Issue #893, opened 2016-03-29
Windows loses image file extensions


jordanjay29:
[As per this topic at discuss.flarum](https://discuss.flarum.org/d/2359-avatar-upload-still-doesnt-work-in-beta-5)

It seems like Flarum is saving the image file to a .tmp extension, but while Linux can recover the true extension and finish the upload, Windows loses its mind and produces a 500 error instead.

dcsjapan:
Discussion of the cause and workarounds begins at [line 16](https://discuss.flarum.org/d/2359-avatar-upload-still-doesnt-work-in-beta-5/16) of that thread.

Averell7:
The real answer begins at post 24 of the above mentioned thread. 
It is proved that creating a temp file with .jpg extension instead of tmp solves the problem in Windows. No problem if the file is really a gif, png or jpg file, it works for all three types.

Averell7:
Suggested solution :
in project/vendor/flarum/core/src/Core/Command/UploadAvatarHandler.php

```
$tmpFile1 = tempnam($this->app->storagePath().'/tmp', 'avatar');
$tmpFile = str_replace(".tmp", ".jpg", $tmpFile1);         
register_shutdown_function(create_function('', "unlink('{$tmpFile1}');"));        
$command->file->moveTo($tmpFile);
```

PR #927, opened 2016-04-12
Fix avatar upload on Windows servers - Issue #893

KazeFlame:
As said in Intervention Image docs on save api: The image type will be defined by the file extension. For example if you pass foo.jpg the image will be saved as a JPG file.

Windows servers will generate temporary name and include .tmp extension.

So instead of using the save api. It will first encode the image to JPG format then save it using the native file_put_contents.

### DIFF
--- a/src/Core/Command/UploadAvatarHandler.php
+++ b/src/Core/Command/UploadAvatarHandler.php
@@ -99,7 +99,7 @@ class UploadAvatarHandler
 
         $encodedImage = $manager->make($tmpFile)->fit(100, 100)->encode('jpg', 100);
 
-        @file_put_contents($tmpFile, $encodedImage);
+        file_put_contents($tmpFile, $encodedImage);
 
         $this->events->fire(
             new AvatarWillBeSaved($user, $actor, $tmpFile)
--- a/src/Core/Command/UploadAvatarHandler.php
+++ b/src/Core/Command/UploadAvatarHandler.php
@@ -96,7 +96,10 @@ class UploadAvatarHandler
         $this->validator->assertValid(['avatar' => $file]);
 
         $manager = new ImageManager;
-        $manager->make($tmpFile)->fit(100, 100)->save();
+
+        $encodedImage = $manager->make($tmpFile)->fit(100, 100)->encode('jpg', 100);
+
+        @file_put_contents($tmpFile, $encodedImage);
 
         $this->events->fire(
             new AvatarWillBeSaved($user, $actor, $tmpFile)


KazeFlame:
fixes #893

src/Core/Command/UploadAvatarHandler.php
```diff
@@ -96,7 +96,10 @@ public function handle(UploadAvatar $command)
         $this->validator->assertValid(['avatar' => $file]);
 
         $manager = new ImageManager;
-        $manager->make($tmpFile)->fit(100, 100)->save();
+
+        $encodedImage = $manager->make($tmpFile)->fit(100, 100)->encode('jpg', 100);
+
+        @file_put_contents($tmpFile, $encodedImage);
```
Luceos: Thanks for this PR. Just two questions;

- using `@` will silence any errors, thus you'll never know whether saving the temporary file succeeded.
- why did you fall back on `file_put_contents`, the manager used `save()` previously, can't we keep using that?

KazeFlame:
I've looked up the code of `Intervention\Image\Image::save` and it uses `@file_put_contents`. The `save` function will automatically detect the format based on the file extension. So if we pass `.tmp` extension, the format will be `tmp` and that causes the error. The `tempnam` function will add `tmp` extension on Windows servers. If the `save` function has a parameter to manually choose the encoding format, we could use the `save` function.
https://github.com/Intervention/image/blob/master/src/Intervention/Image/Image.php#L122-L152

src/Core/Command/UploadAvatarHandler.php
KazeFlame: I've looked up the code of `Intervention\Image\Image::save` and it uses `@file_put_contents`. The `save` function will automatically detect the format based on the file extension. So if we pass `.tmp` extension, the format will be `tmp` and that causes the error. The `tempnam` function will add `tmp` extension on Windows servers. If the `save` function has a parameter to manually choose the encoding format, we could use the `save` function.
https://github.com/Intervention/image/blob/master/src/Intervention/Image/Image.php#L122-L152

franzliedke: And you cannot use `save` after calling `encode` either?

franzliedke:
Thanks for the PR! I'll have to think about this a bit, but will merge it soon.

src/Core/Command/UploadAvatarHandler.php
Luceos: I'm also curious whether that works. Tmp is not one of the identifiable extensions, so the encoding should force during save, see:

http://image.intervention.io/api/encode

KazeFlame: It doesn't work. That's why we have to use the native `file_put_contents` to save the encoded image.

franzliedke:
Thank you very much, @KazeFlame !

☆ ☆ ☆

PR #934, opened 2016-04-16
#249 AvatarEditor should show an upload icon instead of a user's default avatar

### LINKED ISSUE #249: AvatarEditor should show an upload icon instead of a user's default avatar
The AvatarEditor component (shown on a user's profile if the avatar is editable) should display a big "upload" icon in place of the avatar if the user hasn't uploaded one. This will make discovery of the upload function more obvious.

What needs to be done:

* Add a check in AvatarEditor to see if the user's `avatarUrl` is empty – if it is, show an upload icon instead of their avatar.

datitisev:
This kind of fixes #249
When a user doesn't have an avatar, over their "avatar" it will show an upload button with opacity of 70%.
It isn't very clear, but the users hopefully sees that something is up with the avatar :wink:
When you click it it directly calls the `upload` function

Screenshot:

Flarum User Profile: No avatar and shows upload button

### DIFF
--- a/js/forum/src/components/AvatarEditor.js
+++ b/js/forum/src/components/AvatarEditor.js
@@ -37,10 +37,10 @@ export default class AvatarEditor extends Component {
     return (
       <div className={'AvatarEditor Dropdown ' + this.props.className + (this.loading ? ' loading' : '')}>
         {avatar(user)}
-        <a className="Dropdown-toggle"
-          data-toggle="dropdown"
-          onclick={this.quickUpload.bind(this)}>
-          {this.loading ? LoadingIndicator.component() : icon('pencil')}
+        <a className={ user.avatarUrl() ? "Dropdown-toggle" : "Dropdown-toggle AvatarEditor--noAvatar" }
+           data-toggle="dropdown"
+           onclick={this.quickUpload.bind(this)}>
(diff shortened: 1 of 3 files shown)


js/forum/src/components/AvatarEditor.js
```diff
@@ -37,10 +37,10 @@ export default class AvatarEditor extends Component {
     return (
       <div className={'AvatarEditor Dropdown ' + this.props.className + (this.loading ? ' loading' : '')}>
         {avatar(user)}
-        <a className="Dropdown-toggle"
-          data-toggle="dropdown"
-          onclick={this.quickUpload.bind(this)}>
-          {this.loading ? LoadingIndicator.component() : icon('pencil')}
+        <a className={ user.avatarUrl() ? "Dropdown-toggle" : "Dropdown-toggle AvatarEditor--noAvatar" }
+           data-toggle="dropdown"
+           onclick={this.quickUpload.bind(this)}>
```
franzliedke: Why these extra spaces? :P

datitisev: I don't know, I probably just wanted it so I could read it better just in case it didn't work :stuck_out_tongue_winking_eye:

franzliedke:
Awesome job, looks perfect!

☆ ☆ ☆

=== Goal of the exercise ===
In the listing above, find the line with "Issue #893, opened 2016-03-29" and the line with "So instead of", then reproduce both and every line between them exactly.

=== Answer to this task ===
Issue #893, opened 2016-03-29
Windows loses image file extensions


jordanjay29:
[As per this topic at discuss.flarum](https://discuss.flarum.org/d/2359-avatar-upload-still-doesnt-work-in-beta-5)

It seems like Flarum is saving the image file to a .tmp extension, but while Linux can recover the true extension and finish the upload, Windows loses its mind and produces a 500 error instead.

dcsjapan:
Discussion of the cause and workarounds begins at [line 16](https://discuss.flarum.org/d/2359-avatar-upload-still-doesnt-work-in-beta-5/16) of that thread.

Averell7:
The real answer begins at post 24 of the above mentioned thread. 
It is proved that creating a temp file with .jpg extension instead of tmp solves the problem in Windows. No problem if the file is really a gif, png or jpg file, it works for all three types.

Averell7:
Suggested solution :
in project/vendor/flarum/core/src/Core/Command/UploadAvatarHandler.php

```
$tmpFile1 = tempnam($this->app->storagePath().'/tmp', 'avatar');
$tmpFile = str_replace(".tmp", ".jpg", $tmpFile1);         
register_shutdown_function(create_function('', "unlink('{$tmpFile1}');"));        
$command->file->moveTo($tmpFile);
```

PR #927, opened 2016-04-12
Fix avatar upload on Windows servers - Issue #893

KazeFlame:
As said in Intervention Image docs on save api: The image type will be defined by the file extension. For example if you pass foo.jpg the image will be saved as a JPG file.

Windows servers will generate temporary name and include .tmp extension.

So instead of using the save api. It will first encode the image to JPG format then save it using the native file_put_contents.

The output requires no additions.